__TASK DESCRIPTION__. Set down the line that contains "-2,6 +2,7 @@ package nomad" and every line after it to the end of the entries, exactly as they stand and nothing more.

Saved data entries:
PR #13103, opened 2022-05-24
warn destructive update only when count > 1

yaroot:
The warning doesn't make sense when count is 0 or 1 (destructive anyway). It's distractive and may cause users to ignore useful warnings.

### DIFF
--- a/.changelog/13103.txt
+++ b/.changelog/13103.txt
@@ -1,0 +1,3 @@
+```release-note:improvement
+cli: warn destructive update only when count is greater than 1
+```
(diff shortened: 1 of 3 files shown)


yaroot:
@Amier3 I've opened #13116 for this

lgfa29 (changes requested):
Thanks for the PR @yaroot!

Would you mind adding some test cases to [`TestJob_Warnings`](https://github.com/hashicorp/nomad/blob/3d45dcb64a7dbb0c67b3bddd7bcf3bdeee9e49c1/nomad/structs/structs_test.go#L175) to check this condition?

And also add a [`CHANGELOG` entry](https://github.com/hashicorp/nomad/blob/main/contributing/CHANGELOG.md) for this change.

yaroot:
@lgfa29 can you take a look

lgfa29 (approved):
Looks good, thank you 😄

PR #13137, opened 2022-05-26
Secure Variables: show/hide functionality when adding new values

### LINKED ISSUE #13128: Secure Variables: /new: Allow toggling value show/hide

philrenaud:
(Twig branch of #13069; resolves #13128)

- Hides values in the values field by default (shows them as stars, default password field behaviour)
- Allows the ability to toggle show/hide of those fields

### Side-effects
- Introduces HashiCorp's [Flight Icons](https://flight-hashicorp.vercel.app/) library. We'll probably move to this over x-icon across the app with time.
- Adds a target to our jsconfig to allow Glimmer type-checking to work. Otherwise, `//@ts-check` on ember files with `@action` or `get()` will throw type errors.

### Screenshots
Default
image

Toggled
image

### DIFF
--- a/ui/app/components/secure-variable-form.hbs
+++ b/ui/app/components/secure-variable-form.hbs
@@ -29,7 +29,7 @@
           />
       </label>
 
-      <label>
+      <label class="value-label">
         <span>Value
         </span>
         <Input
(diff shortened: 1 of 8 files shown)


ui/app/components/secure-variable-form.hbs
```diff
@@ -15,23 +16,42 @@
...
+
+      <button
+        class="show-hide-values button is-borderless"
+        type="button"
+        tabindex="-1"
+        {{on "click" this.toggleShowHide}}
+      >
+        <FlightIcon
+          @name="{{if this.hideValues "eye-off" "eye"}}"
+          @title="{{if this.hideValues "Show Values" "Hide Values"}}"
```
ChaiWithJai, line 48: `question` `non-blocking`: Shouldn't we remove the quotations since these are dynamic values?

ui/app/components/secure-variable-form.js
```diff
@@ -1,8 +1,25 @@
...
+import { tracked } from '@glimmer/tracking';
+import { A } from '@ember/array';
 
 export default class SecureVariableFormComponent extends Component {
-  keyValues = [{ key: '', value: '' }];
+  path = '';
+  keyValues = A([{ key: '', value: '' }]);
+
+  @tracked
+  hideValues = true;
```
ChaiWithJai, line 13: `nit` `non-blocking`: When naming boolean parameters I normally like to prefix with `is` `should` and `are`.

e.g.

`hideValues` --> `areValuesHidden`

ui/app/components/secure-variable-form.hbs
```diff
@@ -15,23 +16,42 @@
...
+          autocomplete="new-password" {{!-- prevent auto-fill --}}
+          />
       </label>
+
+      <button
+        class="show-hide-values button is-borderless"
+        type="button"
+        tabindex="-1"
+        {{on "click" this.toggleShowHide}}
+      >
```
ChaiWithJai, line 45: `thought` `non-blocking`: I noticed that we `each` over every key/value pair in the form. However, this `button` mutates state for all key/value pairs not just the associated `label` and `input` where the click occurs.

Should we convert this `button` into a `toggle` that lives on the top of the form to signify this?

A good example is the dark mode toggle on the top right of this blog:  https://overreacted.io/

ChaiWithJai (approved):
LGTM - just some minor comments.

ui/app/components/secure-variable-form.hbs
philrenaud: It's a good thought, and @juliezzhou I defer to your design direction on this one.

My thinking with placing them within the context of the form is they're visually closer to the thing they're showing/hiding, and thus require less explanation. If the eye icon were just at the top of the form alone, I'd be worried that users wouldn't grok what it's for before clicking.

PR #13167, opened 2022-05-27
keyring replication

tgross:
Replication for the secure variables keyring. Because only key
metadata is stored in raft, we need to distribute key material
out-of-band from raft replication. A goroutine runs on each server and
watches for changes to the `RootKeyMeta`. When a new key is received,
attempt to fetch the key from the leader. If the leader doesn't have
the key (which may happen if a key is rotated right before a leader
transition), try to get the key from any peer.

### DIFF
--- a/nomad/encrypter.go
+++ b/nomad/encrypter.go
@@ -2,6 +2,7 @@ package nomad
 
 import (
 	"bytes"
+	"context"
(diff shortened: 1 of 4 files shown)


angrycub (approved):
LGTM

PR #13168, opened 2022-05-27
==> amazon-ebs: E: There were unauthenticated packages and -y was use…

jaydeland:
The default process fails with this error:

==> amazon-ebs: E: There were unauthenticated packages and -y was used without --allow-unauthenticated


lgfa29 (approved):
Thanks @jaydeland!

I think it's been a while since we don't update these files so a lot may be outdated...let us know how it goes 🙂

PR #13172, opened 2022-05-30
docs: add nomad-pipeline to community tools page

waquidvp:
Nomad Pipeline is a tool I have been working on and using at work. It is a bit hacky but I thought it would be cool to have it in this list for others that might be looking for "pipelines on Nomad".


jrasell (approved):
LGTM, thanks @waquidvp!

__SOLUTION FOR THIS EXERCISE__.
@@ -2,6 +2,7 @@ package nomad
 
 import (
 	"bytes"
+	"context"
(diff shortened: 1 of 4 files shown)


angrycub (approved):
LGTM

PR #13168, opened 2022-05-27
==> amazon-ebs: E: There were unauthenticated packages and -y was use…

jaydeland:
The default process fails with this error:

==> amazon-ebs: E: There were unauthenticated packages and -y was used without --allow-unauthenticated


lgfa29 (approved):
Thanks @jaydeland!

I think it's been a while since we don't update these files so a lot may be outdated...let us know how it goes 🙂

PR #13172, opened 2022-05-30
docs: add nomad-pipeline to community tools page

waquidvp:
Nomad Pipeline is a tool I have been working on and using at work. It is a bit hacky but I thought it would be cool to have it in this list for others that might be looking for "pipelines on Nomad".


jrasell (approved):
LGTM, thanks @waquidvp!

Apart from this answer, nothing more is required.